Prosecutors accused Bo of accepting bribes amounting to more than 20 million yuan ($3.3 million) when he was posted to the eastern city of Dalian from 1999 to 2012. They said he took the bribes either directly, through his wife, or through his son, Bo Guagua, from two entities: Dalian International Development Corp. Ltd and Dalian Shide Group Ltd, according to the court's reports of the proceedings.
He also was accused of embezzling 5 million yuan ($820,000) from a public construction project in a transaction that also involved his wife.
Additionally he was charged with abuse of power related to his alleged attempts in Chongqing to block an investigation Heywood's murder in late 2011, the court said.
A verdict of guilt is all but assured, because the outcome of such trials involving high-profile politicians in China are usually decided by backroom negotiations by politicians and handed down by the court. Bo's downfall also has been widely perceived as the result of his defeat in party infighting ahead of China's once-a-decade leadership transition last fall.

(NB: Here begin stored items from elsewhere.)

PR #465, opened 2024-03-28
Allow user to create a draft for an archived form

stephencdaly:

Trello card: https://trello.com/c/UVCBeTs8/1433-allow-user-to-create-a-draft-for-an-archived-form

This PR:
- Adds a state transition from `archived` -> `archived_with_draft`
- Updates the state of an archived form to `archived_with_draft` when the form or a page of the form is updated
- Returns the appropriate `make_live_status` of the form for an archived form. This will be "Cannot start yet" if there is a draft with incomplete tasks, otherwise it will be "Not started"

You can test this by archiving a form and then clicking "Edit the draft of this form". The task list should show "Not started" for the "Make your changes live" task. If you mark a task as incomplete, this should change to "Cannot start yet".

### DIFF
--- a/app/service/task_status_service.rb
+++ b/app/service/task_status_service.rb
@@ -85,9 +85,11 @@ private
 
   def make_live_status
     if @form.has_draft_version
-      return mandatory_tasks_completed? ? :not_started : :cannot_start
+      mandatory_tasks_completed? ? :not_started : :cannot_start
+    elsif @form.has_been_archived
+      :not_started
+    elsif @form.has_live_version
+      :completed
     end
-
-    :completed if @form.has_live_version
   end
 end
--- a/app/service/task_status_service.rb
+++ b/app/service/task_status_service.rb
@@ -34,31 +34,23 @@ private
   end
 
   def pages_status
-    if @form.question_section_completed && @form.pages.any?
-      :completed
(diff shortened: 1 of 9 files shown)


app/service/task_status_service.rb
```diff
@@ -85,9 +85,11 @@ def support_contact_details_status
 
   def make_live_status
     if @form.has_draft_version
-      return mandatory_tasks_completed? ? :not_started : :cannot_start
```
chao-xian, line 88: Can we refactor this to:

```ruby
  def declaration_status
    return :completed if @form.declaration_section_completed
    return :in_progress if @form.declaration_text.present?

    :not_started
  end
```

https://refactoring.guru/replace-nested-conditional-with-guard-clauses

chao-xian (commented):
Really lovely. Thanks Stephen! I have one suggestion and then I'll approve.

app/service/task_status_service.rb
stephencdaly: I wasn't sure whether you meant this for the method I'd edited or the `declaration_status` method, so I just refactored all the methods

chao-xian: 🤩 thank you!

chao-xian (approved):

"Bo Xilai's faction fell out of grace during the power struggle among top leaders," said Pu Zhiqiang, a prominent human rights lawyer based in Beijing. "In reality, it does not matter what he is charged with ... because this is it is a political trial, which does not represent the spirit of law."
Bo's wife, Gu Kailai, confessed to killing Neil Heywood and was handed a suspended death sentence last year that will likely be commuted to life imprisonment. Bo's aide, Wang Lijun, was sentenced to 15 years' imprisonment for making his thwarted defection bid and helping Gu cover up the murder.

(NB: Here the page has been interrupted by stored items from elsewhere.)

PR #509, opened 2024-06-19
Spike add multiple answers

SamJamCul:

https://trello.com/c/pCD4fbNi/1583-spike-work-out-how-to-account-for-routing-and-question-sets

### DIFF
--- a/app/models/question.rb
+++ b/app/models/question.rb
@@ -1,0 +1,2 @@
+class Question < ApplicationRecord
+end
--- a/app/models/question_set.rb
+++ b/app/models/question_set.rb
@@ -1,0 +1,3 @@
+class QuestionSet < ApplicationRecord
+  has_many :steps
+end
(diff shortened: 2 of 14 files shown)


Gemfile
```diff
@@ -64,6 +64,8 @@ gem "validate_url"
 # For pausing pipelines
 gem "aws-sdk-codepipeline", "~> 1.74"
 
+gem "active_model_serializers"
```
chao-xian, line 67: This is fine for proof of concept but we shouldn't use this gem as it's not fully released (and has gone into maintenance mode) https://github.com/rails-api/active_model_serializers?tab=readme-ov-file#alternatives 

I think we should be able to do something like:
```ruby
JSON.generate(Form.includes(:question_steps).where("form.id = ?", 1).to_h)
```

* https://ruby-doc.org/stdlib-2.0.0/libdoc/json/rdoc/JSON.html#method-i-generate
* https://api.rubyonrails.org/v7.1.3.4/classes/ActiveRecord/QueryMethods.html#includes

stephencdaly: Yeh good point about the gem. I was just scouring the internet for something that we could use to spit out the JSON in the desired format, I'm sure we can find a way without using this particular gem.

Outside the court, one man held up a poster of Mao and said "What I support is not Bo Xilai the individual, but his ideas on sharing wealth," before police pushed him away in attempts to prevent reporters from communicating with onlookers.
That Bo enjoys residual popularity among some of the Chinese public underscores how effective the media-savvy politician was in portraying himself as a man of the people. He spoke often of tackling the burgeoning income inequality gap, and introduced housing and other social policies in Chongqing that made him beloved by the poor.

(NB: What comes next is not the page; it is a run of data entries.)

PR #538, opened 2024-07-25
Add features report

DavidBiddle:

Trello card: https://trello.com/c/mrozr2YJ/1652-report-for-the-features-okr

- Adds a new ReportController so that the forms-admin can request reports from the API
- Adds a new features report that provides:
  - the total number of live forms
  - the number of live forms that use each answer type at least once
  - the number of pages that use each answer type (across all live forms)
  - the number of live forms with a payment url
  - the number of live forms with at least one route
 
The generated JSON looks like this:
```json
{
  "total_live_forms": 3,
  "live_forms_with_answer_type": {
    "number": 1,
    "address": 1,
    "date": 1,
    "email": 1,
    "national_insurance_number": 1,
    "phone_number": 1,
    "selection": 3,
    "organisation_name": 1,
    "text": 3,
    "name": 1
  },
  "live_pages_with_answer_type": {
    "number": 1,
    "address": 1,
    "date": 1,
    "email": 1,
    "national_insurance_number": 1,
    "phone_number": 1,
    "selection": 4,
    "organisation_name": 2,
    "text": 5,
    "name": 1
  },
  "live_forms_with_payment": 1,
  "live_forms_with_routing": 2
}
```

You can test it locally at [http://localhost:9292/api/v1/reports/features](http://localhost:9292/api/v1/reports/features) (or whatever localhost port your API uses)

We'll need a separate PR in forms-admin to consume this data and display it to the user.

### DIFF
--- a/app/service/features_report_service.rb
+++ b/app/service/features_report_service.rb
@@ -1,37 +1,37 @@
 class FeaturesReportService
   def report
     {
-      total_forms: forms.count,
-      answer_types: { name: number_of_forms_with_answer_type("name"),
-                      organisation_name: number_of_forms_with_answer_type("organisation_name"),
-                      phone_number: number_of_forms_with_answer_type("phone_number"),
-                      email: number_of_forms_with_answer_type("email"),
-                      address: number_of_forms_with_answer_type("address"),
-                      national_insurance_number: number_of_forms_with_answer_type("national_insurance_number"),
-                      date: number_of_forms_with_answer_type("date"),
-                      number: number_of_forms_with_answer_type("number"),
-                      selection: number_of_forms_with_answer_type("selection"),
-                      text: number_of_forms_with_answer_type("text") },
-      payment: number_of_forms_with_payments,
-      routing: number_of_forms_with_routes,
+      total_live_forms: live_forms.count,
+      live_forms_with_answer_type: { name: number_of_live_forms_with_answer_type("name"),
+                                     organisation_name: number_of_live_forms_with_answer_type("organisation_name"),
+                                     phone_number: number_of_live_forms_with_answer_type("phone_number"),
+                                     email: number_of_live_forms_with_answer_type("email"),
+                                     address: number_of_live_forms_with_answer_type("address"),
+                                     national_insurance_number: number_of_live_forms_with_answer_type("national_insurance_number"),
+                                     date: number_of_live_forms_with_answer_type("date"),
+                                     number: number_of_live_forms_with_answer_type("number"),
+                                     selection: number_of_live_forms_with_answer_type("selection"),
+                                     text: number_of_live_forms_with_answer_type("text") },
+      live_forms_with_payment:,
+      live_forms_with_routing:,
     }
   end
 
 private
 
-  def forms
-    @forms ||= Form.all
+  def live_forms
+    @live_forms ||= Form.all.filter(&:has_live_version)
   end
 
-  def number_of_forms_with_answer_type(answer_type)
-    forms.filter { |form| form.pages.any? { |page| page.answer_type == answer_type } }.count
+  def number_of_live_forms_with_answer_type(answer_type)
+    live_forms.filter { |form| form.pages.any? { |page| page.answer_type == answer_type } }.count
   end
 
-  def number_of_forms_with_payments
-    forms.filter { |form| form.payment_url.present? }.count
+  def live_forms_with_payment
+    live_forms.filter { |form| form.payment_url.present? }.count
   end
 
-  def number_of_forms_with_routes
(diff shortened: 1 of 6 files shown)


app/service/features_report_service.rb
```diff
@@ -0,0 +1,45 @@
...
+  end
+
+private
+
+  def live_forms
+    @live_forms ||= Form.all.filter(&:has_live_version)
+  end
+
+  def pages_on_live_forms
+    @pages_on_live_forms ||= live_forms.flat_map(&:pages)
```
stephencdaly, line 19: I wonder how performant this is with loading in all the results and then filtering through them, and whether we'll run into issues holding a large number of forms/pages in memory. I think it's probably better to let the database do a lot of the heavy lifting.

The most performant way to do it would probably be to have some fairly complex SQL queries to extract a lot of the results in one go. But if we don't want to do that, maybe it's better to run a query per result using ActiveRecord query syntax. And then in future if that becomes too slow, we can consider rewriting as raw SQL?

app/service/features_report_service.rb
```diff
@@ -0,0 +1,45 @@
...
+
+  def number_of_live_form_pages_with_answer_type(answer_type)
+    pages_on_live_forms.filter { |page| page.answer_type == answer_type }.count
+  end
+
+  def live_forms_with_answer_type
+    Page::ANSWER_TYPES.to_h { |answer_type| [answer_type.to_sym, number_of_live_forms_with_answer_type(answer_type)] }
+  end
+
+  def live_pages_with_answer_type
```
stephencdaly, line 42: I think something like this will work for this one in particular
```
Page.joins(:form).where(forms: {state: 'live'}).group(:answer_type).count
```

app/service/features_report_service.rb
```diff
@@ -0,0 +1,45 @@
...
+  def live_forms_with_routing
+    live_forms.filter { |form| form.pages.any? { |page| page.routing_conditions.present? } }.count
+  end
+
+  def number_of_live_form_pages_with_answer_type(answer_type)
+    pages_on_live_forms.filter { |page| page.answer_type == answer_type }.count
+  end
+
+  def live_forms_with_answer_type
+    Page::ANSWER_TYPES.to_h { |answer_type| [answer_type.to_sym, number_of_live_forms_with_answer_type(answer_type)] }
```
stephencdaly, line 39: Something like this could work for this one, but maybe there's a simpler version
```
Page.joins(:form).where(forms: {state: 'live'}, pages: {answer_type: 'text'}).select('forms.id,pages.answer_type').distinct
```

app/service/features_report_service.rb
DavidBiddle: Wasn't sure how well this would perform on a database with more forms, so good to get your view on this. Thanks for the suggestions, think I've got working ActiveRecord queries for all of them now

app/service/features_report_service.rb
DavidBiddle: I was getting some test failures that I couldn't work out (have figured it out now - it was generating hashes with string keys instead of symbols). It also misses out any answer types that don't have keys but I think that's OK actually, it's more concise and should be able to deal with it in admin without much trouble. Have updated (also managed to find a similar approach for the live_forms_with_answer_type query.

spec/service/features_report_service_spec.rb
```diff
@@ -0,0 +1,144 @@
...
+          response = features_report_service.report
+
+          expect(response[:live_forms_with_routing]).to eq 1
+        end
+      end
+    end
+  end
+
+  context "when the form is not live" do
+    let(:state) { %i[draft archived archived_with_draft].sample }
```
stephencdaly, line 112: Same here, it would take a while for tests to run with all the states, should we create a form of each type instead?

spec/service/features_report_service_spec.rb
```diff
@@ -0,0 +1,144 @@
...
+          (build :page, answer_type: "national_insurance_number"),
+          (build :page, answer_type: "date"),
+          (build :page, answer_type: "number"),
+          (build :page, answer_type: "selection", routing_conditions: [(build :condition)]),
+          (build :page, answer_type: "text"),
+        ]
+      end
+
+      it "does not count the form in any of the report metrics" do
+        response = features_report_service.report
```
stephencdaly, line 133: We are creating the form before this test is run, but it would be quite easy to play with the `before` and make a mistake that would mean this test was passing because no forms exist, rather than them not being live. 

To be safe, could we maybe add in an assertion that the form exists in the database so we're sure the test is passing for the right reason?

stephencdaly (approved):
Excellent work!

Bo mobilized people in Chongqing to sing communist anthems, campaigns that resonated with people who've felt increasingly alienated from a party and government seen as corrupt and morally bankrupt.
"Bo tapped into these ideas with the 'red songs,' and invoked a certain kind of camaraderie and unity that has been missing," said Dali Yang, head of the University of Chicago Center in Beijing. "He created in some way a moral universe that made people feel much more confident and hopeful in some ways, certainly in Chongqing."
Bo's Communist revival efforts had alarmed the consensus-minded elite in China's previous administration who were wary of the violent excesses of the Mao era and of any one politician gaining prominence. Nevertheless, the administration of current leader Xi has adopted hardline, Mao-like tactics including tight clampdowns on dissidents and the media and an ideological campaign urging cadres to purify themselves of corruption.
Analysts have noted that none of the charges against Bo appear to involve the widespread human rights abuses alleged to have been carried out during his unfettered rule as Chongqing party chief, including during his much-publicized crackdown on the city's mafia gangs.
Jinan resident Yu Ming, 46, questioned whether the trial would bring greater openness in China.
"The real questions are, did he not trample the law? Did he not violate human rights? We shouldn't just look at corruption alone," Yu said. "What we are more concerned about is, after the Bo Xilai case is over, what direction will China go in? Will we have human rights? Will we have the right to vote?"